In my Christian journey, I've experienced numerous remarkable encounters. You know that feeling when, from the first word with strangers, you already understand each other. Although externally, you might seem very different, you're connected in Christ, and communication flows effortlessly.
This was the case during my trip to Pereslavl-Zalessky. I wasn't alone on this journey, yet my fellow travelers were practically strangers to me. We all went there at the invitation of people I had never met. We were warmly welcomed.
In my blog, I shared my happiness, the fulfillment I felt, narrating how the trip was going, and how wonderfully I was received by unfamiliar people in Pereslavl-Zalessky. People I saw for the first or second time in my life, strangers, yet so hospitable!
I didn't notice anything odd about writing the words "Strangers, unfamiliar people." But then, I received a message from the person who invited me. He wrote, "It's strange that you refer to us as strangers. I thought that if we approach the same cup, we're all brothers and sisters."
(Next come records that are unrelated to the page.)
PR #1067, opened 2019-09-04
Expand private project datafile serialization

madprime:
This adds "datatypes" and "source_project" fields to the datafile serialization in private project APIs, matching the equivalent fields in the [public API datafile serialization](https://www.openhumans.org/api/public/datafiles/).

## Description

As part of making DataTypes useful in the site, I'd like to make them usable by our Jupyter Notebooks servers – but I noticed that the `datatypes` field is _not_ available in private project API datafile serialization. It _is_ available in the public datafile API datafile serialization.

This update adds two new fields to the private project API serialization to match the public API fields: `datatypes` and `source_project`. The second is arguably redundant with `source`, but possibly more useful than the old-style "direct-sharing-" label.

Both fields are providing API paths as identifiers rather than bare IDs. See examples below.

## Examples

Current API behavior returns:
```
{
  'id': 50988,
  'basename': '23andMe-genotyping.txt',
  'created': '2018-05-11T02:46:25.300588Z',
  'download_url': 'https://www.openhumans.org/data-management/datafile-download/50988/?key=32372de0-e355-4c01-8be0-ca117aa51b91',
  'metadata': {
    'tags': ['23andMe', 'genotyping'],
    'description': '23andMe full genotyping data, original format',
    'creation_date': '2018-05-11 02:46:25+00:00'},
  'source': 'direct-sharing-128'
}
```

Updated behavior (new lines bold):
```
{
  'id': 50988,
  'basename': '23andMe-genotyping.txt',
  'created': '2018-05-11T02:46:25.300588Z',
  'datatypes': ['/api/public/datatype/13/'],
  'download_url': 'https://www.openhumans.org/data-management/datafile-download/50988/?key=32372de0-e355-4c01-8be0-ca117aa51b91',
  'metadata': {
    'tags': ['23andMe', 'genotyping'],
    'description': '23andMe full genotyping data, original format',
    'creation_date': '2018-05-11 02:46:25+00:00'},
  'source': 'direct-sharing-128',
  'source_project': '/api/public/project/128/'
}
```

## Testing

Tried this out with a local version of the site. Passed automated tests.

### DIFF
--- a/data_import/serializers.py
+++ b/data_import/serializers.py
@@ -1,10 +1,9 @@
 from collections import OrderedDict
-from urllib.parse import urlparse, parse_qs
 
 from django.urls import reverse
 from rest_framework import serializers
 
-from private_sharing.models import DataRequestProject
+from common.utils import full_url
 
 from .models import AWSDataFileAccessLog, DataFile, DataType, NewDataFileAccessLog
 
@@ -55,14 +54,16 @@ class DataFileSerializer(serializers.Serializer):
         Get links to DataType API endpoints for file DataTypes
         """
         return [
-            reverse("api:datatype", kwargs={"pk": dt.id})
+            full_url(reverse("api:datatype", kwargs={"pk": dt.id}))
             for dt in obj.parent_project_data_file.datatypes.all()
         ]
 
     def get_source_project(self, obj):
-        return reverse(
-            "api:project",
-            kwargs={"pk": obj.parent_project_data_file.direct_sharing_project.id},
+        return full_url(
+            reverse(
+                "api:project",
+                kwargs={"pk": obj.parent_project_data_file.direct_sharing_project.id},
+            )
         )
 
 
--- a/data_import/serializers.py
+++ b/data_import/serializers.py
@@ -42,11 +42,28 @@ class DataFileSerializer(serializers.Serializer):
         ret["id"] = instance.id
         ret["basename"] = instance.basename
         ret["created"] = instance.created
+        ret["datatypes"] = self.get_file_datatypes(instance)
         ret["download_url"] = instance.download_url(request)
         ret["metadata"] = instance.metadata
         ret["source"] = instance.source
+        ret["source_project"] = self.get_source_project(instance)
 
         return ret
+
+    def get_file_datatypes(self, obj):
+        """
+        Get links to DataType API endpoints for file DataTypes
+        """
+        return [
+            reverse("api:datatype", kwargs={"pk": dt.id})
+            for dt in obj.parent_project_data_file.datatypes.all()
+        ]
+
+    def get_source_project(self, obj):
+        return reverse(
+            "api:project",
+            kwargs={"pk": obj.parent_project_data_file.direct_sharing_project.id},
+        )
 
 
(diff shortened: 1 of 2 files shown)


madprime:
@gedankenstuecke the main question I have – and would like to hear what you think – is whether you think having the paths is the correct choice, rather than bare IDs (or some other option)? That is, `/api/public/datatype/13` rather than `13`.

beaugunderson:
there's precedence for using URIs as identifiers, for example in XML DTDs (though I'd probably include the base URL too)

data_import/serializers.py
```diff
@@ -42,12 +42,29 @@ def to_representation(self, instance):
...
         ret["source"] = instance.source
+        ret["source_project"] = self.get_source_project(instance)
 
         return ret
 
+    def get_file_datatypes(self, obj):
+        """
+        Get links to DataType API endpoints for file DataTypes
+        """
+        return [
```
gedankenstuecke: As @beaugunderson mentioned, it would be good to give the full URL including the `BASE_URL` here to make using those endpoints easier. Also helps making it more consistent as the `download_url` return is already giving the full URL as well.

data_import/serializers.py
```diff
@@ -42,12 +42,29 @@ def to_representation(self, instance):
...
+            reverse("api:datatype", kwargs={"pk": dt.id})
+            for dt in obj.parent_project_data_file.datatypes.all()
+        ]
+
+    def get_source_project(self, obj):
+        return reverse(
+            "api:project",
+            kwargs={"pk": obj.parent_project_data_file.direct_sharing_project.id},
```
gedankenstuecke: see comment above.

madprime:
Thanks @beaugunderson – yeah, in particular the URIs as identifiers was something I'd seen with JSON LD. (I didn't implement JSON LD, I think that's still possible someday. IIRC the use of `@` leading fields might've made it weird/tricky for Django REST Framework to support.)

Whether to do relative or absolute wasn't clear to me – the internet doesn't seem to have strong opinions on this point that I found. https://webmasters.stackexchange.com/questions/99537/absolute-or-relative-local-url-in-schema-org-json-ld

@gedankenstuecke you _did_ have a chance to say something on the public data API & didn't say anything about full vs relative URLs... :stuck_out_tongue:  https://github.com/OpenHumans/open-humans/pull/1063

**Can you weigh in on whether you'd like to see the public data API also switch to absolute URLs in all these cases?**

This probably won't break anything, as it was only recently updated. If you think we should do it this way, I think it should be done there as well; I'd add that to this PR.

gedankenstuecke:
My bad for not chiming in at the public data API, I guess @beaugunderson just gave me the idea now and as someone coding against the APIs I would find the full URLs more comfortable.  

So yes, I think it would be good to update the public data API as well to make it easier for folks!

madprime:
@gedankenstuecke ok, sounds good – I'll update that too. I didn't have a strong feeling either way, probably the relative URL was just easier – you made a good point re the `download_url` and more consistency with that. :)

madprime:
Going ahead with merge & deploy for this. Thanks!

In that moment, it hit me like thunder. I realized how close I need to feel to the people around me—precisely how close. Because as long as I separate myself from other members of the Church and people in general, I remain lonely. Even though I find it very comfortable to interact with them, if I don't identify myself with others, it's challenging to identify myself with God, to accept Him as the Father, and others as family. Yet, that's precisely what it is. The Church is my family.